En los mejores de estos relatos, como decíamos, alguna explicación psicológica viene a sumarse o complejizar la trama sobrenatural. En varios de los cuentos ese trasfondo tiene que ver con el misterio femenino, con la misoginia o con el temor hacia las mujeres.

El cuento “El ciclo” es especialmente efectivo en este marco. Contado por un autor omnisciente, se nos presenta a una mujer que regresa de su trabajo en tren a su pueblo con una inesperada tardanza. Está preocupadísima porque ya empezaron los síntomas de su menstruación y espera llegar a su casa antes de que sobrevenga. Sus reacciones ante los indiferentes o bulliciosos pasajeros nos descubren que se trata de una mujer que vive con sus padres, aislados en una aldea, que ni se le ocurre entablar relación con hombre alguno, que nunca habló de estos periódicos malestares con nadie. Su estación es la última. En la penúltima, los vagones están ya vacíos. Y de repente irrumpen dos jovencitos violentos y decididos a violar a esa mujer sola. Ella, entretanto, ya no puede reprimir las muecas y gemidos del dolor que la acomete. El tren, ya casi a punto de entrar en la última estación se detiene, se apagan las luces, y una voz irrumpe desde los parlantes avisando que una avería momentánea obliga a esperar el cruce de otro tren.
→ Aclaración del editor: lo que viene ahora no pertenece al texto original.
PR #184, opened 2017-04-19
Do not try to resend unsaved outgoing messages when accepting a safet…

charlesmchen:
…y number change.

This is not a change in behavior.  It fixes a regression introduced by the "outgoing messages state" changes.  

We don't persist most outgoing group messages (TSGroupMessageNew, TSGroupMessageUpdate, TSGroupMessageQuit), so we can't retry them after accepting a safety number change.  Which is a shame, because it'd be nice to resend them.

PTAL @michaelkirk

### DIFF
--- a/src/Messages/OWSMessageSender.m
+++ b/src/Messages/OWSMessageSender.m
@@ -391,6 +391,7 @@ NSString *const OWSMessageSenderRateLimitedException = @"RateLimitedException";
             success:(void (^)())successHandler
             failure:(void (^)(NSError *error))failureHandler
 {
+    OWSAssert(message);
     AssertIsOnMainThread();
 
     [message updateWithMessageState:TSOutgoingMessageStateAttemptingOut];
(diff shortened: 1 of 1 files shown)


src/Messages/OWSMessageSender.m
```diff
@@ -523,13 +524,27 @@ - (void)resendMessageFromKeyError:(TSInvalidIdentityKeySendingErrorMessage *)err
...
     //  1.) succeed and create a new successful message in the thread or...
     //  2.) fail and create a new identical error message in the thread.
     [errorMessage remove];
 
+    // The failedMessageId might be nil for transient, unsaved outgoing messages.
+    // See [TSOutgoingMessage saveWithTransaction:] for details of which messages
+    // we do not save.
+
+    if (!failedMessageId) {
+        return;
```
charlesmchen, line 542: This is the key change.

michaelkirk (approved):
LGTM and created a card to address the deeper issue.

PR #185, opened 2017-04-19
Do not retry fatal message send errors.

charlesmchen:
PTAL @michaelkirk


michaelkirk:
rebased and merged in 0bbe73e

Issue #6711, opened 2025-03-25
⚙️ Misc: Python 3.12 will break SETUPTOOLS_USE_DISTUTILS=stdlib


Skylsmoi:
In the Dockerfile files we set:
```bash
ENV SETUPTOOLS_USE_DISTUTILS=stdlib
```

This is a workaround for setuptools 60+ (see https://github.com/tracim/tracim/issues/5183).

This issue in setuptools repo: https://github.com/pypa/setuptools/issues/3625 tells that it won't be usable on python 3.12+.

We either need to upgrade tracim's environment or to fix setuptools version when building Docker.

Tracim's backend dependencies set setuptools to 57.
See: https://github.com/tracim/tracim/blob/develop/backend/requirements-build.txt

But a dependency from Dockerfile install the latest version.

Probably in https://github.com/tracim/tracim/blob/develop/system_packages/debian/build_backend_packages.list (not confirmed).

Skylsmoi:
Investigation made during the build of the build_158 which broke because of the release of setuptools v78 which made our setup.cfg syntax outdated.

Fixed in: https://github.com/tracim/tracim/commit/dcbb24a6bfb29c8a48753e70390044a74db47822

piRGoif:
Closing this issue as it isn't relevant anymore for Python >= 3.12 and Setuptools >= 60.0.0

Explanations : 

Setuptools 60.0.0 (Dec 2021) bundled its own reimplementation of distutils and made it the default, replacing Python's stdlib distutils. This broke some packages that relied on stdlib distutils behaviour. The env var forced setuptools to use Python's own distutils instead of its bundled version.
=> source for distutils now bundled in setuptools : [Porting from Distutils - setuptools 83.0.0 documentation](https://setuptools.pypa.io/en/latest/deprecated/distutils-legacy.html)

Since Python 3.12, distutils was removed from the stdlib entirely, so setuptools' bundled version is now the only distutils that exists.
=> source https://docs.python.org/3/whatsnew/3.12.html "the distutils package has been removed from the standard library"

Issue #1216, opened 2018-11-30
sidebar + dashborad: refresh problem when creating new shared space


PhilippeAccorsi:
At present:

If I'm in one shared space with some content in recent activity, when I create new shared space I can see in recent activity of this new shared space the list of content that we have in previously sharedspace.

Expected

- [ ] dashboard just show content of the associated sharedspace

tracim:
@Skylsmoi we must not have this kind of problem. All content stuff must be in a workspace context, so that we can't have content in wrong workspace. Contents are a sub-items of a workspace, it must be the same in frontend architecture.

When switching from a workspace to another, all stuff related to the workspace must be refreshed automatically (I mean... you must not code "refresh recent activity, refresh content list, refresh x or y: you code refresh workspace and everything must be contextualized so that this problem cant happen)

Skylsmoi:
@lebouquetin It already is like that. The problem was a handler of custom event that was declared in two places and caused a double refresh of data with, for one the them, the previous workspace id. The data displayed was always the longest to respond.

Skylsmoi:
https://github.com/tracim/tracim/commit/91e58ae4f1074a263e888c629cf3e04603e23c77

tracim:
ok, thanks for the explanation

PhilippeAccorsi:
Verified.

Issue #608, opened 2018-06-28
Rename "owner" to "author"


inkhey:
Rename owner to author in lib and db for content and content revision + do the necessary to handle migration.
https://github.com/tracim/tracim/issues/606

lebouquetin:
still existing @lebouquetin

PR #6860, opened 2026-07-03
support Python 3.13

### LINKED ISSUE #6856: Update to Python 3.13
Some tests were conducted with Debian 13 and turns out we have multiple problems when trying to run with Python 3.13 (see https://github.com/tracim/tracim/issues/6766#issuecomment-2929714203 for the original message)

- requirements-build.txt: setuptools, wheel and pip versions aren't compatible with Python 3.13
- requirements.txt: requires dependencies that seem to use APIs that were removed in python 3.13
- errors on db init (?)

Note there is an existing ticket about Python 3.12 issue with SetupTools: #6711

### LINKED ISSUE #6859: ✨ Feat: Support current Debian stable version (Trixie 13)
### Current status

Currently,

- Tracim only supports Python 3.9 to 3.11
- Docker image rely on Debian 11

Also, python 3.12+ is not supported:

- Python 3.12 support see #6711
- Python 3.13 support see #6856

Also we detected issues with the setup when running on Debian 13 with Python 3.0 or 3.11: see #6766

### Feature description

It is expected to upgrade the building blocks on which Tracim relies:

- Use Debian Trixie (13) as the docker root image
- Support Python 3.13 (Python 3.12 is not in the target)
- Use Pushpin from the project .deb repository: https://pushpin.org/docs/install/

There are multiple related issues:

- FIX 
  - Python version support
    - #6856
  - issues when running on Debian 13
    - #6766
    - #6864
    - #6865
- To do next
  - #6866
- WONTFIX 
  - #6711: goal is to support Python 3.13 and not lower versions
  - #6863: discovered during work on Python 3.13, but this is unrelated and out of scope

### How it works

- No issue when running setup
- No issue when operating the software

piRGoif:
Fixes #6856 and refs #6859

TODO:
- setup_default_backend.sh with Python 3.13
  - [x] solve errors when launching setup_default_backend.sh
    - [x] document modifications done
    - [x] document problems out of pr scope => #6861
- hapic update
  - [x] hapic switch to develop
     - [x] update marshmallow dependency
     - [x] update marshmallow usages in Tracim code
- dev setup
  - [x] pip install pytest pytest-testinfra python-dotenv
  - pip install -r requirements-dev.txt => ok with no modification
    - ~~requirements.txt~~ => already validated with setup_default_backend.sh
    - ~~requirements-test.txt~~ => differed in #6878
    - [x] requirements-devtool.txt
  - [x] pre-commit install
- code run
  - ~~auto test~~ => differed in #6878
    - [x] #6864
  - [x] local run
    - [x] cannot login ("Unknown field" in http response)
  - Docker
    - ~~Concourse~~ => differed in #6878
    - [x] Build => WIP Pierre
      - [x] local pushpin : Debian 13 + pusphin from Pushpin APT repo
      - [x] update dependencies + base os
      - [x] Node 16 based on Trixie
    - [x] Run
      - [x] Startup log
      - [x] Test : login, create user, 2 tab with 2 users, create space, create note, react to new note
- remaining tasks
  - [x] hapic new Python 3.13 compatible package 
  - ~~black~~ => in pyproject.toml, `[tool.black]` section there are no `target-version` set
- document
   - [x] report information added in this PR to the corresponding issue
   - [x] update Tracim documentation (see previous 61b29f1a)
   - [x] `pip-compile setup.py`
   - [x] changelog
   - ~~steps to upgrade to latest lib versions~~ => will be handled in #6866


piRGoif:
Other issues I saw:
(updated after a chat with Damien)

- ❗️ rawpy needed to be updated, is preview-generator still compatible ? 
- ❗️ hapic : for now the error with `import cgi` is solved as the webob which have the same issue imports cgi-legacy. But we need to update to latest develop HEAD which contains fixes for Python 3.13 - and this causes marshmallow issues (this lib being used in Tracim)
- 🤔 "parser error : Document is empty" when populating DB: this was already there with Python 3.11, but there aren't any existing issue :/ => non blocking, but what is the impact ?
- ❌ npm WARN deprecated [lodash.get@4.4.2](mailto:lodash.get@4.4.2) => not Python related, warning and non blocking, was already existing, so disregarding for now

lebouquetin:
>  rawpy needed to be updated, is preview-generator still compatible ?

@piRGoif what issue did you face? I installed it without problem on trixie / python 3.13.5

piRGoif:
> > rawpy needed to be updated, is preview-generator still compatible ?
> 
> @piRGoif what issue did you face? I installed it without problem on trixie / python 3.13.5

When running `./setup_default_backend.sh` I get : 

```
[10:26:18] $ Installing all preview dependencies from requirements-full-preview-generator.txt
Requirement already satisfied: vtk==9.4.0 in ./env/lib/python3.13/site-packages (from -r requirements-full-preview-generator.txt (line 2)) (9.4.0)
Requirement already satisfied: xvfbwrapper==0.2.9 in ./env/lib/python3.13/site-packages (from -r requirements-full-preview-generator.txt (line 4)) (0.2.9)
Requirement already satisfied: ffmpeg-python==0.2.0 in ./env/lib/python3.13/site-packages (from -r requirements-full-preview-generator.txt (line 16)) (0.2.0)
Requirement already satisfied: future==0.18.2 in ./env/lib/python3.13/site-packages (from -r requirements-full-preview-generator.txt (line 17)) (0.18.2)
ERROR: Could not find a version that satisfies the requirement rawpy==0.17.3 (from versions: 0.24.0, 0.25.0, 0.25.1, 0.26.0, 0.26.1, 0.27.0)
ERROR: No matching distribution found for rawpy==0.17.3
```

piRGoif:
Problems solved with dependencies : 


## requirements-build.txt

### pkgutil.ImpImporter removed in Python 3.13
Updated faulty libs to the first version without error under Python 3.13: pip, setuptools

## requirements.txt
### pillow locals() + exec() incompatibility in Python 3.13 as PEP 667 changed how exec writes to locals()
pillow 11.1.0 has official support see https://github.com/python-pillow/Pillow/releases/tag/11.0.0

#### weasyprint 63.0 requires Pillow < 11
In version 63.1 the upper bound was removed see https://github.com/Kozea/WeasyPrint/releases/tag/v63.1

### Two build failures, as they uses the private C API `_PyErr_WriteUnraisableMsg` which was removed in Python 3.13
Updated:
  - cffi https://github.com/python-cffi/cffi/releases/tag/v1.17.0 "Add support for Python 3.13"
  - lxml https://pypi.org/project/lxml/5.3.0/#files cp313 wheels present (CPython 3.13)

### `multidict==5.2.0` uses Py_TRASHCAN_SAFE_BEGIN/Py_TRASHCAN_SAFE_END which were removed in Python 3.13
https://github.com/aio-libs/multidict/releases/tag/v6.1.0 "Added support for Python 3.13"

### import cgi : module was removed in Python 3.13 (PEP 594)
  - webob : https://github.com/Pylons/webob/blob/1.8-branch/CHANGES.txt 1.8.9 added Python 3.13 support via the legacy-cgi package, 1.8.10 additionally has a security fix (open redirect in Python ≥3.10).
  - hapic : fixed by new webob version import (but as the version is incompatible with Python 3.13 we need more work !)

### zope.interface.exceptions.InvalidInterface: Concrete attribute, __firstlineno__. Python 3.13 added __firstlineno__ as an automatic class attribute, and old zope.interface treats it as an invalid concrete attribute on interface classes
zope-interface https://pypi.org/project/zope.interface/6.4.post2/ "Adjust for incompatible changes in Python 3.13b1"

### ConfigParser.readfp was removed in Python 3.12. paste.deploy at line 64 uses it as the getattr default — which Python evaluates eagerly, crashing even though read_file exists
pastedeploy https://docs.pylonsproject.org/projects/pastedeploy/en/latest/news.html "Fix a broken compatibility shim that would cause the ConfigParser to fail on Python 3.12 when ConfigParser.readfp is removed" + "Support Python 3.11 and 3.12"

### 'EntryPoints' object has no attribute 'items'
stevedore https://docs.openstack.org/stevedore/latest/user/history.html "Declare Python 3.12 support"

### matplotlib 3.11.0 requires pyparsing>=3, but you have pyparsing 2.4.7 which is incompatible.
transitive dep from preview-generator → vtk → matplotlib
cliff==3.8.0 requires only pyparsing>=2.1.0, no upper bound.
https://github.com/pyparsing/pyparsing/releases/tag/3.1.2 "Support for Python 3.13."

## requirements-full-preview-generator.txt
### no matching distribution error
  - vtk https://pypi.org/project/vtk/9.4.0/#files cp313 wheels
  - rawpy https://github.com/letmaik/rawpy/releases/tag/v0.24.0 "Add Python 3.13 wheels"
  - numpy https://github.com/numpy/numpy/releases/tag/v2.1.0 "Support for Python 3.13"

#### rawpy update
> Looking at all releases from 0.17.3 to 0.24.0, the only thing that could qualify as breaking is:
> - v0.22.0: "Add numpy 2 support (older versions are not supported anymore)" — dropped numpy 1.x
> - v0.23.0: reversed that — "Restore support for numpy 1.x, in addition to 2.x"
> 
> So with `rawpy==0.24.0`, both numpy 1.x and 2.x work. And since we're bumping numpy to 2.1.0 anyway, there's no conflict.
> 
> The APIs that preview-generator uses — rawpy.imread(), raw.postprocess() — are completely unchanged across all these versions. There are no breaking API changes relevant to Tracim.

piRGoif:
There is a WARN log remaining, but it is also happening with Python 3.11 so it is out of scope of this PR. I've added #6861

piRGoif:
Hapic needs to be updated to develop head (Damien worked on Python 3.13 compatibility with https://github.com/algoo/hapic/pull/219). 

But this version adds a new requirement: marshmallow 3.26.2. The dependency was already imported in Tracim with version 2.21.0, and used in Tracim backend code. The new version brings some depreciations / removals...

List of marshmallow modifications:

| Source                                                                                                                                                              | Version   | Description                                                                                            | Tracim status |
| ------------------------------------------------------------------------------------------------------------------------------------------------------------------- | --------- | ------------------------------------------------------------------------------------------------------ | ------------- |
| [Upgrading guide](https://marshmallow.readthedocs.io/en/3.x-line/upgrading.html#schemas-are-always-strict)                                                          | 2.x → 3.0 | `.dump().data` / `.load().errors` removed; methods now return data directly or raise `ValidationError` | **Fixed**     |
| [Email and URL fields should not validate on serialization · Issue #608 · marshmallow-code/marshmallow](https://github.com/marshmallow-code/marshmallow/issues/608) | 2.x → 3.0 | `ValidatedField` / `_validated` method removed                                                         | **Fixed**     |
| [3.x changelog](https://marshmallow.readthedocs.io/en/3.x-line/changelog.html#id59)                                                                                 | 3.0.0     | `Field.fail()` deprecated → `Field.make_error()`                                                       | _Not used_    |
| [2.x changelog](https://marshmallow.readthedocs.io/en/2.x-line/changelog.html#id14)                                                                                 | 2.19.0    | `fields.FormattedString` deprecated → `fields.Method` or `fields.Function`                             | _Not used_    |
| [3.x changelog](https://marshmallow.readthedocs.io/en/3.x-line/changelog.html#id47)                                                                                 | 3.3.0     | `fields.Nested('self', ...)` deprecated → use a callable instead                                       | _Not used_    |
| [3.x changelog](https://marshmallow.readthedocs.io/en/3.x-line/changelog.html#id40)                                                                                 | 3.7.0     | `marshmallow.pprint` deprecated                                                                        | _Not used_    |
| [3.x changelog](https://marshmallow.readthedocs.io/en/3.x-line/changelog.html#id35)                                                                                 | 3.10.0    | Passing metadata via kwargs (`example=`, `description=`) deprecated → `metadata={...}`                 | **Fixed**     |
| [3.x changelog](https://marshmallow.readthedocs.io/en/3.x-line/changelog.html#id29)                                                                                 | 3.13.0    | `missing=` / `default=` deprecated → `load_default=` / `dump_default=`                                 | **Fixed**     |
| [3.x changelog](https://marshmallow.readthedocs.io/en/3.x-line/changelog.html#id17)                                                                                 | 3.21.0    | `marshmallow.__version__` / `__parsed_version__` / `__version_info__` removed                          | _Not used_    |
| [3.x changelog](https://marshmallow.readthedocs.io/en/3.x-line/changelog.html#id8)                                                                                  | 3.24.0    | Validators returning `False` instead of raising `ValidationError`                                      | Not affected  |
| [3.x changelog](https://marshmallow.readthedocs.io/en/3.x-line/changelog.html#id8)                                                                                  | 3.24.0    | `context` parameter of Schema deprecated → `contextvars.ContextVar`                                    | _Not used_    |
| [3.x changelog](https://marshmallow.readthedocs.io/en/3.x-line/changelog.html#id8)                                                                                  | 3.24.0    | `Field`, `Mapping`, `Number` used directly as fields deprecated                                        | _Not used_    |
| [3.x changelog](https://marshmallow.readthedocs.io/en/3.x-line/changelog.html#id3)                                                                                  | 3.26.0    | `ordered` class Meta option deprecated                                                                 | _Not used_    |


About ValidatedField removal: 2 Tracim classes concerned: RFCEmail and TracimEmail      
The _validated methods weren't needed anymore:
- they were ensuring None value wouldn't trigger a validator error
- in marshmallow 3.0 the None value won't be checked based on the allow_none option (see ‎Field.deserialize)
- in all existing calls to these 2 classes without allow_none we have required=True

piRGoif:
Etude sur les lib dans requirements-test.txt : 

| Library | Pinned version | First Python 3.13 compatible version | Source |
|---|---|---|---|
| WebTest | 2.0.35 | Not mentioned in changelog | [changelog](https://docs.pylonsproject.org/projects/webtest/en/latest/changelog.html) |
| pytest | 7.2.2 | **8.2.1** (2024-05-19) — "Support for Python 3.13 (beta1 at the time of writing)" | [releases](https://github.com/pytest-dev/pytest/releases) |
| pytest-dotenv | 0.4.0 | Not mentioned — project archived Jul 2025 | [repo](https://github.com/quiqua/pytest-dotenv) |
| pytest-services | 2.0.1 | Not mentioned in changelog | [CHANGES.rst](https://github.com/pytest-dev/pytest-services/blob/main/CHANGES.rst) |
| pytest-testinfra | 6.8.0 | **10.2.0** (2025-03-29) — "Also run lint for py 3.12 and 3.13" | [CHANGELOG.rst](https://github.com/pytest-dev/pytest-testinfra/blob/main/CHANGELOG.rst) |
| pytest-timeout | 1.4.2 | **2.4.0** (2025-05-05) — "Add python 3.13" | [tags](https://github.com/pytest-dev/pytest-timeout/tags) |
| pytest-forked | 1.3.0 | Not mentioned — last explicit Python support: 3.11 (v1.5.0) | [CHANGELOG.rst](https://github.com/pytest-dev/pytest-forked/blob/master/CHANGELOG.rst) |
| responses | 0.10.11 | **0.25.7** (2024-03-11) — "Added support for python 3.13" | [releases](https://github.com/getsentry/responses/releases) |
| mock | 3.0.5 | Not mentioned in changelog | [CHANGELOG.rst](https://github.com/testing-cabal/mock/blob/master/CHANGELOG.rst) |
| freezegun | 0.3.12 | **1.5.2** — "Explicitly marks support for Python 3.13" | [CHANGELOG](https://github.com/spulec/freezegun/blob/master/CHANGELOG) |
| sseclient-py | 1.7 | Not mentioned in any release notes | [releases](https://github.com/mpetazzoni/sseclient/releases) |


=> as there are multiple big gaps, let's keep it as is and advised based on the auto test results


Idem pour requirements-devtool.txt :

| Library | Pinned version | First Python 3.13 compatible version | Source |
|---|---|---|---|
| gnureadline | *(unpinned)* | **8.2.13** (Oct 2024) — "Supports Python 3.13 (including free-threaded version)" | [tags](https://github.com/ludwigschwardt/python-gnureadline/tags) |
| flake8 | 6.0.0 | Not explicitly mentioned in any release note (7.3.0 added 3.14, 3.13 was never called out) | [release notes](https://flake8.pycqa.org/en/latest/release-notes/index.html) |
| isort | v5.10.1 | **6.0.0** (2024-01-27) — "Python 3.13 support" | [releases](https://github.com/PyCQA/isort/releases) |
| mypy | 1.9.0 | **1.12** (2024-10-14) — "Basic Support for Python 3.13 — This release adds partial support for Python 3.13 features and compiled binaries for Python 3.13." | [CHANGELOG.md](https://github.com/python/mypy/blob/master/CHANGELOG.md) |
| pre-commit | 2.18.1 | Not explicitly mentioned in changelog | [CHANGELOG.md](https://github.com/pre-commit/pre-commit/blob/main/CHANGELOG.md) |
| black | 23.3.0 | **24.10.0** (Oct 2024) — "officially tested with Python 3.13 and provides Python 3.13 mypyc-compiled wheels" | [CHANGES.md](https://github.com/psf/black/blob/main/CHANGES.md) |
| flake8-black | 0.3.6 | Not explicitly mentioned (latest: v4.0.0 Sep 2025, was dormant Dec 2022 → Sep 2025) | [tags](https://github.com/peterjc/flake8-black/tags) |
| flake8-isort | 6.0.0 | **6.1.2** (2025-01-29) — "Drop python 3.8, and add python 3.13" | [CHANGES.rst](https://github.com/gforcada/flake8-isort/blob/main/CHANGES.rst) |
| pip-tools | 7.4.1 | **7.5.2** (2025-11-11) — "Test and declare Python 3.13 support" | [CHANGELOG.md](https://github.com/jazzband/pip-tools/blob/main/CHANGELOG.md) |


=> doing the update, only local dev tools

- flake8 : update to latest 6.* (BC in 7.0.0)
- isort : seems like there aren't no impacting BC
- MyPy : changelog adds 3.13 mention up to 1.18 so updating to that version
- flake8-black : mention [in the README](https://github.com/peterjc/flake8-black#version-history) Python 3.13 support from v0.3.7
- pip-tools : BC in 7.5.0 : https://github.com/jazzband/pip-tools/blob/main/CHANGELOG.md#removals-and-backward-incompatible-breaking-changes-1

piRGoif:
Launching the test gives multiple lib errors:

## marshmallow 3 parameters keyword only

This is a change added in 3.0.0rc7

https://marshmallow.readthedocs.io/en/3.x-line/changelog.html#rc7-2019-06-15
_Backwards-incompatible_: Use keyword-only arguments ([[#1216](https://github.com/marshmallow-code/marshmallow/issues/1216)](https://github.com/marshmallow-code/marshmallow/issues/1216)).

Fix par maj backend/tracim_backend/views/core_api/schemas.py

## numpy => `np.float_` was removed in the NumPy 2.0 release. Use `np.float64` instead

Caused by a call from the elasticsearch lib

https://numpy.org/doc/stable/release/2.0.0-notes.html#numpy-2-0-python-api-removals

https://github.com/elastic/elasticsearch-py/releases/tag/v7.17.12
"Fix compatibility with NumPy 2.0"

## markdown => AttributeError: 'EntryPoints' object has no attribute 'get'

https://python-markdown.github.io/changelog/#342-2023-03-22
No mention to Python 3.13 in the changelog but only of 3.11 and 3.14
Python 3.11 => lib 3.4.2
Python 3.14 => lib 3.10.0

Tracim uses only markdown.markdown() — the top-level conversion function — with no extensions, no internal API, no deprecated objects. None of the breaking changes between 3.3.4 and 3.10.0 affect Tracim.


## freezegun => AttributeError: module 'uuid' has no attribute '_load_system_functions'

https://github.com/spulec/freezegun/blob/master/CHANGELOG
version 1.5.2

No hard breaking changes that would affect Tracim

piRGoif:
After fixing the blocking dependencies errors, launching the test gives : 

672 failed, 545 passed, 3 skipped, 10 xfailed, 572 errors in 804.23s (0:13:24)

lebouquetin:
@piRGoif reminder: I expect you to document the issue instead of the PR (nobody will look at the PR)

piRGoif:
> @piRGoif reminder: I expect you to document the issue instead of the PR (nobody will look at the PR)

Yes, I will report consolidated documentation to the issue at the dev end. I'm adding this step in the todo list

lebouquetin:
@piRGoif I pushed 2 commits on the branch:

- one which fix #6864 (we don't need a dedicated issue+branch+PR for this)
- one for API documentation improvment

lebouquetin:
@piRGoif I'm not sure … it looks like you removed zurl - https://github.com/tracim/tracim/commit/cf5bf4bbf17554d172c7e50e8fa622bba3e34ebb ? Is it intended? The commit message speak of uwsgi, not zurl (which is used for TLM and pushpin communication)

La mujer se levanta para ir al baño al fondo del último vagón. Los dos malditos jóvenes la siguen; saben que aunque se encierre en el baño, una patada basta para abrir la puerta.

Los canallas entran al último vagón casi a oscuras. Llegan casi a recorrerlo cuando oyen un ruido a sus espaldas. Un intenso olor animal impregna el aire y oyen un gruñido bestial. Aparecen unos pies humanos cubiertos de vellos, unas patas musculosas, un vientre y unos pequeños senos que rápidamente son cubiertos por la negrura de pelos que surgen de cada poro. Las uñas de los dedos se curvan y uno de los muchachos cree ver en ellas restos de laca morada. Esa figura avanza aullando con el rostro que se alarga formando fauces de lobo y colmillos del que gotean espesos hilos de saliva y sangre. Los ojos amarillos. Y ataca a uno de los jóvenes. El otro escapa, llega a la puerta, toma la manija “cuando un gran peso cayó sobre su espalda y lo derribó. El tren se puso en marcha con una sacudida al mismo tiempo que Davey sentía un cálido aliento en la piel y unos dientes afilados en la nuca. En sus momentos finales tomó conciencia, curiosamente, de que siempre había temido a las mujeres. Ahora, por fin, le pareció entender la razón”. “Y Davey gritó mientras ocupaba su lugar en el gran ciclo de la vida y la muerte, y el color ojo inundaba el mundo”.